What is a finite subcover of $[0,1]^{[0,1]}$?

Question

According to Tychonoff's theorem, under the standard topology, $[0,1]^{[0,1]}$ is compact. However, I cannot think of a finite subcover of this space. Also, how does this reconcile with the fact that if $K$ is a compact subset of $(0,1)^{[0,1]}$, then $K$ must only be a finite Cartesian product of compact subset of $(0,1)$? Why cannot $K$ be something like $[0.1,0.5]^{[0,1]}$? Or maybe I am missing something? Thank you very much!

Answer 1

You're right about the final point: in the (non-compact!) space $(0,1)^{[0,1]}$ (in the product topology) the subset $[\frac{1}{10},\frac{1}{2}]^{[0,1]}$ is indeed compact (by the same Tychonoff theorem); it is not true that we can only have a finite product of "compact component spaces"; you seem to be confused with open sets, where basic open sets depend on finitely many coordinates.

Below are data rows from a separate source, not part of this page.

PR #2109, opened 2026-07-16
fix(native): classify default libraries by compiler ownership and pin bundler-cache invalidation end to end

### LINKED ISSUE #2106: test: committed end-to-end bundler-cache invalidation regression
## Problem

PR #2100 landed the dependency producer (per-file consulted-declaration lists in the transform envelope) and its end-to-end acceptance — a webpack filesystem-cache rebuild picking up a type-only change — was verified manually, but no committed test exercises that path in CI. The invalidation pipeline (envelope `dependencies` → `@ttsc/unplugin` → loader `addDependency` → `fileDependencies` → persistent-cache snapshot) therefore has no regression guard in this repository. The original gap survived unnoticed for exactly this reason (#2092): every layer builds green while caches silently serve stale validators.

## Evidence

- Manual acceptance run for PR #2100: webpack 5 with `cache: { type: "filesystem" }`, `@ttsc/unplugin/webpack`, esbuild-loader, locally built typia. `src/mytype.ts` exports the validated interface; `src/index.ts` calls `typia.validate<MyType>(...)`. Build once; add a required property to `MyType`; rebuild **with the cache kept** → the second bundle rejects the now-invalid input (`$input.age`). Control with npm typia 13.1.1 (no producer) keeps serving the stale validator.
- Native Go tests added in #2100 cover envelope contents, not the bundler-cache round trip.

## Approach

There are plenty of finite covers, but the point of compactness is that every open cover of $[0,1]^{[0,1]}$ has a finite subcover.

E.g. $U = \left\{f \in [0,1]^{[0,1]}: f(0)< \frac{3}{4} \right\}$ is open, and so is $V = \left\{f \in [0,1]^{[0,1]}: f(0) > \frac{1}{2} \right\}$ and $U \cup V = [0,1]^{[0,1]}$, and we can do similar things with other finite covers on finitely many coordinates.